У Шурки тотчас легче, лучше пилилось и строгалось, сколачивалось. Он тоже скоро забывался, как отец, и сам начинал, посапывая, насвистывать и мурлыкать, помогая усиленно себе высунутым языком.
Но такие праздники под навесом бывали все-таки редко. Чаще отец, повозясь, помурлыкав, опомнившись, бросал одно дело, хватался за другое, третье и, ничего толком не закончив, уползал раздраженный в избу. Тревожные заботы снова заволакивали темной пеленой его огорченное лицо. Никакой лучик не мог теперь пробиться сквозь кромешные тучи. И этому ненастью не было конца.
И тогда все хорошее, что ладил отец, становилось из рук вон скверным, хуже не сделаешь, не придумаешь. И сбитая почти заново телега, у которой вдруг не подходила почему-то ось к передку, не лез шкворень, хоть лопни, долби другую дыру. И лемех плуга никуда не годен, точи его не точи, дрянь, не полезет в землю, тупой, как колун. В сарае сгнило подчистую сено, плохо высушили летом, ну хоть и подскребыши, лень — матушка, недогляд всегда скажутся, не спрячешь. В риге, эвон, ровно домовой развалил печь, в щели-то полено просунешь, разодрало кирпичи от жары, недосмотрели.
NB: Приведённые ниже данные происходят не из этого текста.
PR #85, opened 2017-06-22
ENH: add GenerateSourceGroups.cmake to EXTRA_DIST

grizonnetm:
Allow to compile geos source tarball using cmake.

See discussion here: https://trac.osgeo.org/geos/ticket/753#comment:22


strk:
I merged this already.
Only now I realize github did not detect it
probably due to https://trac.osgeo.org/geos/ticket/836

PR #86, opened 2017-07-14
Use -mfpmath=387 when available

strk:
Hopefully makes testsuite results consistent.
See https://travis-ci.org/OSGeo/geos/builds/253544101


strk:
Took a different pproach which seems to work (ovrlay result checker

PR #87, opened 2017-07-18
Fix build error with MSVC

szekerest:


mloskot:
I didn't notice this PR before I fixed this bug in upstream repo
https://git.osgeo.org/gogs/geos/geos/commit/6b236e95faf8a3f52d2ee4158d1e7f57829fe42f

— Нету хозяина, нету… как хлеба! Все валится, гниет, пропадает попусту… глаза бы не глядели! — бранился и жалобно приговаривал отец, возвратясь на кухню багрово — усталый, швыряя на пол солдатскую рваную папаху, мамкину шубейку, зло скрипя кожаными обрубками ног. — А — ах, хоть бы мне сдохнуть поскорей, околеть, развязать вам руки!
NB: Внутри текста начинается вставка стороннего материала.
PR #91, opened 2018-01-09
Cmake improve

cvvergara:
## Tasks done:

- [x] Using the cmake project Version
- [x] Separating the C flags from the C++ flags
  - ansi in C++ is C++98 and the min requirement is C++11
  - fPIC is for the GEOS C flag
- [x] Added some more flags for compiling

## TODO In additional PR's

- Check flags used for the different kinds of build
- Fix the warnings

### DIFF
--- a/CMakeLists.txt
+++ b/CMakeLists.txt
@@ -118,7 +118,7 @@ endif()
 if(CMAKE_COMPILER_IS_GNUCC OR CMAKE_COMPILER_IS_GNUCXX)
 
   # General options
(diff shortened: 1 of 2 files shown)


cvvergara:
@strk 
Fix the warnings is getting toooooo big
So what if you merge this one first and I will make PR with 9 to 10 commits fixing warnings

cvvergara:
I think this one is already [merged](https://git.osgeo.org/gitea/geos/geos/commit/d43e678578cfc60d02fbb051319d65e638474515), closing to avoid confusion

Теперь и за гончарным кругом он часами сидел неподвижно, уронив бессильно тяжелые ладони, глядя пристально в окно. И чем солнечно — голубее, выше становилось там, за расколотым, в засохших мутных подтеках стеклом, весеннее ясное небо, тем чаще у отца были мокрыми глиняно — серые щеки.
Только приход пленного Франца оживлял батю. Он сильно, докрасна утирался подолом гимнастерки, вынимал поспешно масленку — жестянку с табаком.
— А — а, Германия, Австро — Венгрия, милости просим! — приветствовал он дружелюбно гостя и сам пододвигал Францу табуретку, приглашая садиться. Что давно не заглядывал? Жив — здоров? Ну и слава богу! — говорил добро отец, протягивая заветную жестянку. — Закуривай, брат, моего самосаду, полукрупка, ау, вся вышла. Понимаешь, махорка — найн!
— О, найн? Здрастай! Сипасибо, гут… Ви есть здорово поживаешь? отвечал и спрашивал одновременно Франц, и его синее от свежего бритья, узкое лицо, крупные губы радостно — весело морщились. Он обязательно вскидывал по — военному ладонь лодочкой к долгому козырьку поднебесной кепки, щелкал каблуками желтых башмаков и, одернув под ремнем свою старенькую, удивительно аккуратную шинель, церемонно — осторожно присаживался на краешек табурета. Кепку он не сразу клал на колени, сидел некоторое время в кепке, по — военному, торжественно, как подобает желанному гостю.